# Satellite broadband vs wireless internet



## BobShoes (Oct 19, 2015)

I've found out my home can only recieve 1mbs download speed through ADSL landline ! So I was wondering which would be better a satellite system which can have download speeds up to 10 mbs or use a wireless provider with speeds up to 5 mbs? I know the satellite has much larger ping times so what difference does this make in real life? 
I intend to surf the web watch videos online that kind of thing.


----------



## snikpoh (Nov 19, 2007)

BobShoes said:


> I've found out my home can only recieve 1mbs download speed through ADSL landline ! So I was wondering which would be better a satellite system which can have download speeds up to 10 mbs or use a wireless provider with speeds up to 5 mbs? I know the satellite has much larger ping times so what difference does this make in real life?
> I intend to surf the web watch videos online that kind of thing.


Why can your WiMax provider only give you 5Mbs? Ours can give us up to 20.


Personally, I would go with WiMax - purely because we have friends who have had no end of problems with satellite and yet our WiMax solution has been brilliant.
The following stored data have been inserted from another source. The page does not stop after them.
PR #3035, opened 2022-04-08
Make petbuilds.sh compatible with BUILD_DEVX=no

peabee:
All automated Woof-CE builds have BUILD_DEVX=yes so behaviour is unchanged.

Only applies to manual builds where BUILD_DEVX=no

### DIFF
--- a/woof-code/3builddistro
+++ b/woof-code/3builddistro
@@ -336,6 +336,7 @@ if [ -n "$PETBUILDS" ]; then
 		echo "Building without qemu-user-static"
 	fi
 
+	[ "$BUILD_DEVX" = "yes" ] && PETBUILD_ENABLE="enabled"
 	cd sandbox3
 	. ../support/petbuilds.sh
 	cd ..
--- a/woof-code/3builddistro
+++ b/woof-code/3builddistro
@@ -336,7 +336,7 @@ if [ -n "$PETBUILDS" ]; then
 		echo "Building without qemu-user-static"
 	fi
 
-	[ "$BUILD_DEVX" = "yes" ] && PETBUILD_ENABLE="enabled"
+	[ ! "$BUILD_DEVX" = "yes" ] && echo "WARNING - petbuilds require BUILD_DEVX=yes"
 	cd sandbox3
 	. ../support/petbuilds.sh
 	cd ..
--- a/woof-code/support/petbuilds.sh
+++ b/woof-code/support/petbuilds.sh
@@ -52,8 +52,11 @@ fi
 
 HERE=`pwd`
 PKGS=
+COPYPKGS="$PETBUILDS"
 
 # busybox must be first, so other petbuilds can use coreutils commands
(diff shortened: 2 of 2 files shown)


01micko:
What is the point of this?

`petbuilds` build something. To build something is to build something. If you don't have the bricks and mortar how can you build something?

Frankly, I don't care if it 'takes too long'. Build it on a raspberry pi or something less powerful, go to bed, wake up and voila! Built.

__The whole point of petbuild is to build packages.__

My plan in the begining when I created the original petbuilds was to incorporate it in the woof process, __and build fresh on *every* build__. @dimkr brought that to fruition in a far better way that I envisioned, but the same principle.

peabee:
The proposed changes DO NOT change anything for Woof-CE builds.........

They do allow the possibility for builders who do not want to build the devx and/or petbuilds every time to fulfill that desire!

Please support the changes - they are not negating any of the reasons you wanted petbuilds.

dimkr:
> They do allow the possibility for builders who do not want to build the devx and/or petbuilds every time to fulfill that desire!

You can't use petbuilds without building devx, by design. I've said this in your previous PR, and I'll say it again: petbuilds.sh makes sure petbuilds were built using the devx of the current woof-CE build, to protect you against shipping a broken devx, or a Puppy that uses packages that cannot be rebuilt.

Don't ruin this mechanism by wrapping it with a large `if`. What you did here is almost the same as skipping most of petbuilds.sh when `BUILD_DEVX=no`, and it's still a hack meant to make petbuilds.sh in a use case it wasn't designed for.

peabee:
> You can't use petbuilds without building devx, by design.

Indeed - and if you want to make new petbuilds you must set BUILD_DEVX=yes

> to protect you

I don't want to be protected thank you - if I make an error then I am happy to bear the consequences.

I hear all the (very negative) comments but I still want to go ahead with this change please.  It has NO IMPACT on existing Woof-CE builds but provides a degree of flexibility which I need. If I'm the only builder who makes use of this flexibility how does that impact anybody else?

dimkr:
You don't know if this change is going to impact others, this is an assumption.

If you add a quick n' dirty hack like this, at least fix the indentation of the code you wrapped with an `if`, add a warning, make builds on GitHub Actions fail if this hack is enabled, minimize the changes (`BUILD_DEVX=yes` entails `PETBUILD_ENABLE=enabled`, so you don't need both), and so on.

(I still oppose this PR, even if the changes are clean and minimal. But I would support a PR that auto-enables building of devx when it's needed to rebuild the petbuilds, but `BUILD_DEVX=no`, which is the right way to support your use case.)

peabee:
Requested changes made.

builds on GitHub Actions will fail with or without the changes if BUILD_DEVX=no

peabee:
I presume the absence of further comments means that I can merge this pull request now?

dimkr:
You didn't really address my comment, I think you misunderstood it. But I'm tired of this discussion and the constant resistance to changes in woof-CE from your side.

Feel free to merge it and even delete the entire petbuilds feature, I'm sick of this.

Others will have had different experiences but you asked for opinions.


----------



## BobShoes (Oct 19, 2015)

Hi, I can only receive 5 because of my location and the coverage Wimax providers have is not so great in my area. Thanks for you opinion it looks like I'll be using Wimax then.


----------



## el romeral (May 8, 2012)

I guess you have tried Eurona Telecom? They operate in the area and can offer a range of speeds. I pay for 3mb and it works pretty well. Lately the VOIP phone has not been so good though.


----------



## The Skipper (Nov 26, 2014)

BobShoes said:


> I've found out my home can only recieve 1mbs download speed through ADSL landline ! So I was wondering which would be better a satellite system which can have download speeds up to 10 mbs or use a wireless provider with speeds up to 5 mbs? I know the satellite has much larger ping times so what difference does this make in real life?
> I intend to surf the web watch videos online that kind of thing.


Tooway satellite internet gives speeds of 20mb down and 6mb up. We´ve used it for over three years without any problems. Friends who have wireless internet suffer a lot of outages and rarely get the speeds promised. Perhaps it is better in other areas. The slow ping with satellite internet only appears to be a problem when playing online interactive games which don´t interest us, so not a problem. Sometimes there is an echo when using the VOIP phone but friends with wireless internet experience the same problem.


----------



## peedee (Aug 30, 2015)

The Skipper said:


> Tooway satellite internet gives speeds of 20mb down and 6mb up. We´ve used it for over three years without any problems. Friends who have wireless internet suffer a lot of outages and rarely get the speeds promised. Perhaps it is better in other areas. The slow ping with satellite internet only appears to be a problem when playing online interactive games which don´t interest us, so not a problem. Sometimes there is an echo when using the VOIP phone but friends with wireless internet experience the same problem.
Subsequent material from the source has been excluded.